Was evt. auch sein kann: Keine Grafiktreiber (zB.) installiert
und deswegen unnötig hohe CPU-Belastung und Hitze.
->fehlendes Zeug installieren.


----------



## kleinekröte (18. November 2013)

Hallo sheel, 

danke für deine schnelle Antwort!!  ja mhhh... irgendwie habe ich mir das mit dem staub also schon richtig gedacht  aber wie mache ich den denn auf bzw. wie komme ich an den staub am besten ran? weil wenn ich nur von ausßen durch dieses schwarze gitter sauge, dann bringt das nichts oder?

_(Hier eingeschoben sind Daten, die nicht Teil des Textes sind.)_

PR #1875, opened 2026-04-29
chore: Double maximum thunk bytes per block

davidlattimore:


davidlattimore:
This is just a temporary fix until we can come up with a better approach for taking into account the size required for thunks when computing whether thunks are needed. See discussion - https://github.com/wild-linker/wild/issues/1763#issuecomment-4340760880

PR #1876, opened 2026-04-30
test: Add basic support for running MachO tests

davidlattimore:


davidlattimore:
I've only tested this on Linux, so haven't tried running the executable produced by the test.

okay, das mit dem ventilator klingt logisch. aber wie trenne ich die stromverbindung denn? kann man auch den ventilator so stoppen... also festhalten oder blockieren?  sorry, aber ich kenne mich da nicht aus.


----------



## Bratkartoffel (18. November 2013)

Hi,

normal kannst du den Laptop unten aufschrauben und somit die lüfter freilegen. Such dafür am Besten Schrauben in der Nähe des Lüftungsschlitzes. Die Lüfter sind in der Regel über eine Steckverbindung mit dem Mainboard verbunden, wenn du die Lüfter freigelegt hast, dann kannst ja dem Kabel folgen 

Grüße,
BK


----------



## kleinekröte (18. November 2013)

Danke auch dir, Bratkartoffel, für die schnelle antwort  okay, dann werde ich mal mein glück versuchen. es gibt ja auch so kühlpads, die den laptop kühlen. Diese sind aber nicht so gut oder? Weil die das problem mit dem staub ja nciht lösen... Aber können beim aussaugen dann nicht kleine teile eingesaugt werden, die wichtig sind?


----------



## hela (18. November 2013)

kleinekröte hat gesagt.:


> ... dann werde ich mal mein glück versuchen...


Hallo,
bevor du dein Glück versuchst würde ich über irgendeine Suchmaschine mal nach Beiträgen suchen, wo evtl. das korrekte Öffnen deines Gerätes gezeigt wird. Zum Beispiel hier: How To Open Toshiba Satellite Laptop (To Clean It or Upgrade It).
Solche Beiträge helfen auch ungemein beim Zusammenbau nach der Reinigung. ;-)


----------



## kleinekröte (18. November 2013)

ja gut hela, das ist natürlich gar keine so schlechte idee 
Danke für den Link.

Und es kann dann wirklich nichts wichtiges weggesaugt werden?


----------



## sheel (18. November 2013)

Normalerweise sollte nichts derart locker/lose sein (außer aufgemachte Schrauben,
die eben nicht in Staubsaugernähe sein sollten)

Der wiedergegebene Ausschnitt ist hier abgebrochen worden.